Она улыбнулась и, опуская глаза, кивнула.
Глава девятая Рожденный в полночь
— Синьор Шеффре, а почему у людей ломается голос? — вдруг перестав играть, спросила Джен.
Кантор отвлекся, поднял голову и посмотрел на нее так, будто вообще забыл, что в классе у него ученик. Последнее время, особенно после болезни, он стал чрезвычайно сосредоточенным на своих мыслях и все время что-то записывал на разрозненных листочках. Чернильные кляксы уже въелись в его пальцы, но Шеффре не обращал на них внимания. Джен подсмотрела однажды —
— Голос? А, ты про мутацию, наверное?
— Да… Почему у мальчи… у нас это происходит?
— Ну видишь ли, когда ты растешь, у тебя удлиняются и утолщаются голосовые связки, и со временем это приводит к тому, что голос становится ниже. А во время ломки ты пытаешься говорить и по-старому, фальцетом, и уже новым тембром, поэтому и получается то так, то эдак. Но в конце концов ты привыкаешь, и звук перестает срываться.
— И петь уже не получится?
— Почему же? Просто до поры до времени нельзя понять, каким голос станет у взрослого человека. У кого-то остается певческим, у кого-то — уже не годным для этого.
— А как было у вас?
Припоминая, Шеффре нахмурился, а потом рассмеялся:
— Как у тебя сейчас. Почти что так же: мой был не таким звонким. Правда, в твоем возрасте он уже изменился, и вокал я оставил. Тебе ведь уже четырнадцать…
— Зимой пятнадцать.
— Зимой пятнадцать… — задумчиво повторил учитель. — Господи боже мой, как летит время… уже пошел шестой год, как донья Беатриче привела тебя сюда…

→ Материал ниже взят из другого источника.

PR #18616, opened 2023-11-08
[Testing] Added UI Test for manual test G1

### LINKED ISSUE #18613: [Testing] Create UI Test for manual test G1
### Description

Create UI Test for manual test G1.

```
<VerticalStackLayout>
    <Label Text="1. Confirm that the button below is disabled." />
    <Label Text="2. The test fails if the button is enabled and clickable." />
    <Button Clicked="Button_Clicked"
            Command="{Binding Command}"
            IsEnabled="{Binding IsButtonEnabled}"
            Text="Button" />
</VerticalStackLayout>
```

Commands
1. Confirm that the button below is disabled.
2. The test fails if the button is enabled and clickable.

### Steps to Reproduce

_No response_

_No response_

### Version with bug

8.0.0-rc.2.9511

No, this is something new

Unknown/Other

### Affected platforms

iOS, Android, Windows, macOS

_No response_

_No response_

### Relevant log output

_No response_

jsuarezruiz:
### Description of Change

Added UI Test for manual test G1.

image

### Issues Fixed

Fixes #18613


src/Controls/tests/UITests/Tests/Issues/Issue18613.cs
```diff
@@ -0,0 +1,38 @@
...
+
+		public override string Issue => "Disabled Button cannot trigger Command";
+
+		[Test]
+		public void CommandDisableButton()
+		{
+			App.WaitForElement("WaitForStubControl");
+
+			// Appium cannot find a disable Button using FindElement
+			if (Device != TestDevice.iOS && Device != TestDevice.Mac)
```
mattleibow, line 19: Can you add a hidden button below the button? Or use something else that can be found? I did this with my InputTransparent tests and it appears that tapping a element just uses the center coordinates.

I also made that bottom button fail the test so if something goes horribly wrong and the tap passes through because the button is gone, then we know.

src/Controls/tests/UITests/Tests/Issues/Issue18613.cs
```diff
@@ -0,0 +1,38 @@
...
+
+					// If clicking the Button we do not have a counter result in
+					// the Label, the command has not been executed.
+					var counter = App.FindElement("CounterLabel").GetText();
+					Assert.True(string.IsNullOrEmpty(counter));
+				}
+			}
+
+			// Verify the visual status of the disabled Button.
+			VerifyScreenshot();
```
mattleibow, line 35: I don't see a macos screenshot? This should still run?

PureWeen (changes requested):
Address @mattleibow 's comments

src/Controls/tests/UITests/Tests/Issues/Issue18613.cs
jsuarezruiz: MacCatalyst isn't supported yet for visual test.

src/Controls/tests/UITests/Tests/Issues/Issue18613.cs
jsuarezruiz: We have a similar situation. We only look for the button to try to click it. Even if we don't do it on iOS, by verifying the snapshot validating the visual state of the button, we can know if the button is disabled.

jfversluis:
We're focussing on other areas of the testing right now. Lets close this in the meantime and revisit later.

PR #18621, opened 2023-11-08
Fix PlatformStringSizeService on iOS/Catalyst to use correct API

### LINKED ISSUE #18572: [iOS] canvas.GetStringSize() not considering newlines
### Description

In iOS `canvas.GetStringSize()` seems not to handle correctly newlines. It creates a `Size` wide as the longest row and high as a single row.

You can verify this by running the project in repro and setting `NEWLINE_IOS` global variable (if not already set) in MyDrawable.cs.

In my opinion this issue could be linked to https://github.com/dotnet/maui/issues/8486.

### Steps to Reproduce

1. Create a `GraphicsView` with a `Drawable`.
2. Define a string `StringToVisualize` with newlines, like this one: `"HELLO, WORLD!\nCiao mondo row 2\n\nGuten tag!?àèìòù@"`
3. Choose a `FontSize`
4. Inside the `Draw()` method, call `canvas.GetStringSize(StringToVisualize, Font.Default, FontSize);`
5. Draw a rectangle with the size returned by the call at point 4.

Expected Result (Android)
Screenshot_1699369953

Actual Result (iOS)
Simulator Screenshot - iPhone 15 - 2023-11-07 at 16 15 15

https://github.com/Riccardo11/MauiIssues/tree/main/MeasureStringWrongBounds

### Version with bug

8.0.0-rc.2.9511

Unknown/Other

### Affected platforms

iOS

iOS16, iOS17. Couldn't test other versions

Calculating string size by hand.

### Relevant log output

_No response_

drasticactions:
### Description of Change

There is a wrapper check around PlatformStringSizeService to either use BoundingBox or StringSize to get the size of a given string. The original implementation was intended for iOS apps greater than version 14.0 to use BoundingBox and StringSize for everything else.

A negation in the check meant that it would do the opposite, and only work on iOS versions below 14.0. The check itself should not be needed in any case, as the baseline versions of MAUI are above iOS 7.0, which is the first version where that API was deprecated.

Likewise for Catalyst, this code would also not work correctly.

We should be able to remove the check and run the bounding rect code as is.

スクリーンショット 2023-11-08 19 36 35

### Issues Fixed

Fixes https://github.com/dotnet/maui/issues/18572

### DIFF
--- a/src/Graphics/src/Graphics/Platforms/iOS/PlatformStringSizeService.cs
+++ b/src/Graphics/src/Graphics/Platforms/iOS/PlatformStringSizeService.cs
@@ -15,21 +15,11 @@ namespace Microsoft.Maui.Graphics.Platform
 			var nsString = new NSString(value);
 			var uiFont = font?.ToPlatformFont(fontSize) ?? FontExtensions.GetDefaultPlatformFont();
 			
-			CGSize size;
-			if (OperatingSystem.IsIOSVersionAtLeast(14) || OperatingSystem.IsMacCatalystVersionAtLeast(13, 1))
-			{
-				size = nsString.GetBoundingRect(
-					CGSize.Empty,
-					NSStringDrawingOptions.UsesLineFragmentOrigin,
-					new UIStringAttributes { Font = uiFont },
-					null).Size;
-			}
-			else
-			{
-#pragma warning disable CA1422 // Validate platform compatibility
-				size = nsString.StringSize(uiFont, CGSize.Empty);
-#pragma warning restore CA1422 // Validate platform compatibility
-			}
+			CGSize size = nsString.GetBoundingRect(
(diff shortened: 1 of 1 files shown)


drasticactions:
Also Re: the bounding box in the example above. There may be some math issues with how the calculation is done with the NSString Bounding Rect and the actual drawing with Skia. Depending on the font used, the literal bounding box could seem less than what's drawn based on the test code used, but as this is closer to correct than before if nothing else (and using the correct API) it should be good for now, and a new issue could be filed for the actual math should it be wrong.

drasticactions:
I am not sure why the Android test keeps failing, considering my change is only in iOS/Catalyst code and doesn't touch that part of the codebase at all.

jsuarezruiz (approved):

PR #18667, opened 2023-11-10
Makes KeyboardAutoManager.GoToNextResponderOrResign public

### LINKED ISSUE #16949: Make KeyboardAutoManager public
### Description

I would get KeyboardAutoManager class public (it's internal including all members so far). 
It'll make writing custom handlers that work with visual elements focusing much easer and more flexible avoiding boilerplate.

### Public API Changes

```csharp
namespace Microsoft.Maui.Platform;

public static class KeyboardAutoManager
{
    public static void GoToNextResponderOrResign(UIView view, UIView? customSuperView = null) { ... }
}
```

This API changes make `KeyboardAutoManager` class and `GoToNextResponderOrResign` method available outside the .NET library.

### Intended Use-Case

During development a custom Entry handler for iOS platform, we found out that we needed to find a next responder when the next button on the keyboard has been pressed. 
Unfortunately, .NET MAUI has not public interfaces for doing that so far.

rotorgames:
### Description of Change

The PR changes access modifiers of the KeyboardAutoManager class and the GoToNextResponderOrResign method to public.

It helps implementing of custom text fields easily.
As the GoToNextResponderOrResign method refers to a lot of other internal methods (that refer to other internal ones as well), it's challenging to just copy (or make own implementation) of that method. 
So, making this method public helps finding a next responder for iOS in custom text fields much easer. 

### Issues Fixed

Fixes #16949

### DIFF
--- a/src/Core/src/Platform/iOS/KeyboardAutoManager.cs
+++ b/src/Core/src/Platform/iOS/KeyboardAutoManager.cs
@@ -10,9 +10,9 @@ using UIKit;
 
 namespace Microsoft.Maui.Platform;
 
-internal static class KeyboardAutoManager
+public static class KeyboardAutoManager
 {
-	internal static void GoToNextResponderOrResign(UIView view, UIView? customSuperView = null)
+	public static void GoToNextResponderOrResign(UIView view, UIView? customSuperView = null)
 	{
 		if (!view.CheckIfEligible())
 		{


jsuarezruiz:
cc @tj-devel709 thoughts?

tj-devel709:
I think this is something we can make public! There will be a few more changes necessary that I will help out with, but as this is a new public API, this would be something for .NET 9!

PavloLukianets:
+1 here

jsuarezruiz (approved):
KeyboardAutoManagerScroll.cs and KeyboardExtensions.cs are already public.

PR #18680, opened 2023-11-10
[C] implicit style VSM do not override Manual value

### LINKED ISSUE #18103: [regression/8.0.0] Button background does not override implicit visualstate style
### Description

If you create an implicit style with VisualStateGroups, they are no longer overriden in Net 8.
In the sample repo i created an implicit style for all buttons that sets the background to green when visualState is Normal.
I then add a button and override the background to be orange.

In Net7 the button appears orange - this is expected.
In Net8 the button stays green meaning I can no longer override the background color.

### Steps to Reproduce

1. Download repo
2. Run on both net7 and net8 and see the difference - in Net7 it is orange, but in Net8 it is green.

https://github.com/Zack-G-I-T/ImplicitStyleIssue

### Version with bug

8.0.0-rc.2.9373

7.0.96

### Affected platforms

Android

_No response_

_No response_

### Relevant log output

_No response_

StephaneDelcroix:
### Description of Change

[C] implicit style VSM do not override Manual value

### Issues Fixed

- fixes #18103

### DIFF
--- a/src/Controls/src/Core/SetterSpecificity.cs
+++ b/src/Controls/src/Core/SetterSpecificity.cs
@@ -66,8 +66,12 @@ namespace Microsoft.Maui.Controls
 
 		public int CompareTo(SetterSpecificity other)
 		{
-			//VSM setters somehow supersedes Styles
-			if (Vsm != other.Vsm)
+			//VSM setters win over Manual value, except for implicit style VSMs
+			if (Vsm != other.Vsm && (
+				   Style != 0 && Style <= StyleImplicit + 99 && other.Manual <= 0
+				|| other.Style != 0 && other.Style <= StyleImplicit + 99 && Manual <= 0
+				|| Style >= 200 || other.Style >= 200
+				|| Style <= 0 && other.Style <= 0))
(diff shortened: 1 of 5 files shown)


src/Controls/src/Core/SetterSpecificity.cs
```diff
@@ -66,8 +66,12 @@ public SetterSpecificity(int style, int id, int @class, int type) : this(0, 0, 0
 
 		public int CompareTo(SetterSpecificity other)
 		{
-			//VSM setters somehow supersedes Styles
-			if (Vsm != other.Vsm)
+			//VSM setters win over Manual value, except for implicit style VSMs
+			if (Vsm != other.Vsm && (
+				   Style != 0 && Style <= StyleImplicit + 99 && other.Manual <= 0
```
Redth, line 71: What is the significance of these number values?  Is there any documentation or explanation for what these mean?

StephaneDelcroix: comments on line 33 and following

StephaneDelcroix:
@Redth magic numbers are gone

Redth (approved):

PR #18684, opened 2023-11-10
[Android] Fix Flyout toolbar

### LINKED ISSUE #18050: [regression/8.0.0-preview.5.8529] FlyoutPage Navigation broken in Android
### Description

2 major issues with FlyoutPage Navigation in .NET 8 RC2, breaking existing applications using FlyoutPage:

1. Changing detail page does not update Title
2. Pushing a page with PushAsync after changing Detail page of FlyoutPage, breaks back navigation Button (Android OS back button still works)

https://github.com/dotnet/maui/assets/48436105/e8c6d599-d0a2-483a-8cfc-883ffe263487

### Steps to Reproduce

See repro project

https://github.com/FlavioGoncalves-Cayas/FlyoutNavigationTest

### Version with bug

[8.0.0-preview.5.8529](https://github.com/dotnet/maui/releases/tag/8.0.0-preview.5.8529)

[8.0.0-preview.4.8333](https://github.com/dotnet/maui/releases/tag/8.0.0-preview.4.8333)

### Affected platforms

Android

Android 13

_No response_

### Relevant log output

_No response_

emaf:
### Description of Change

This fix complements https://github.com/dotnet/maui/commit/fb82b8353865a75d0f60e0f94fc58d6d5d595970 to fix toolbar issues when swapping Detail pages. That commit was necessary, but on Android we also need to make sure the `Toolbar.Handler` is disconnected, otherwise the old toolbar is never removed and we start stacking them.

This was already happening for `Window`  but not for `Page` . This code is now shared between both to avoid this problem where only one place is changed.

### Issues Fixed
Fixes https://github.com/dotnet/maui/issues/18050

### DIFF
--- a/src/Controls/src/Core/NavigationPage/NavigationPage.cs
+++ b/src/Controls/src/Core/NavigationPage/NavigationPage.cs
@@ -550,7 +550,7 @@ namespace Microsoft.Maui.Controls
 					}
 
 					var flyoutPage = _toolbar.FindParentOfType<FlyoutPage>();
-					if (flyoutPage != null && flyoutPage.Parent is IWindow)
+					if (flyoutPage != null && flyoutPage.Parent is IWindow && flyoutPage.Toolbar == _toolbar)
 					{
 						flyoutPage.Toolbar = null;
 					}
--- a/src/Controls/src/Core/Page/Page.cs
+++ b/src/Controls/src/Core/Page/Page.cs
@@ -788,11 +788,7 @@ namespace Microsoft.Maui.Controls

— А бывает так, чтобы у мальчика голос не сломался? Вообще не сломался? Остался таким, как был раньше?
— Нет, без вмешательства не бывает.
— Без какого вмешательства?
Кантор серьезно поглядел на него:
— Дженнаро, знаешь, тебе лучше не сталкиваться с этим.
— Вы имеете в виду мужчин, которые исполняют женские партии?
— Да, я имею в виду именно этих мужчин. Которые исполняют женские партии.
Джен почувствовала, что краснеет, и поспешила уткнуться в свою партитуру. Она знала про евнухов, оскопленных для сохранения высокого голоса и поющих в операх вместо женщин, участие которых в искусстве церковь не одобряла. Знала, но ни разу в жизни их не видела. Ей всегда казалось странным, почему ради выполнения одних божественных предписаний еще более безжалостно попираются другие, ведь ежели Творец создал кого-то таким, а не другим, то как можно вмешиваться в пути Провидения, подчас против воли самого господня создания? Меж тем спросить об этом она не решилась бы никого, сама вынужденная всю жизнь притворяться не той, кем была сотворена.
— Но знаешь, странно, что у тебя до сих пор ничего не меняется, — Шеффре слегка прищурился. — Скажи, ты обычно хорошо себя чувствуешь? Голова больше не болела?
— Нет, мессер, — задохнувшись, прошептала Джен и снова пожалела, что завела эту тему.
— Подойди-ка.
Учитель вышел из-за стола и поманил Дженнаро к ближайшему из окон. Она поправила воротничок, подошла. Шеффре повернул ее к свету и велел раскрыть рот, что она и сделала. Внимательно оглядев ее гортань, он пожал плечами:
— Не вижу ничего необычного… Быть может, ты просто из поздних. Что ж, подождем до восемнадцати лет.
У Джен отлегло от сердца, но она так испугалась, что горло будто стиснули, и заговорить сразу после этого девушка не смогла. Долго ли еще ее будет спасать этот воротничок на шее, маскирующий полное отсутствие адамова яблока, и повязка на груди, пока худо-бедно скрывающая саму грудь?
— Дженнаро, а не хочешь ли ты мне кое в чем помочь? — вдруг осенило Шеффре, и он стремительно схватил со стола свои бумаги. — Возьми лютню и сыграй-ка эту партию.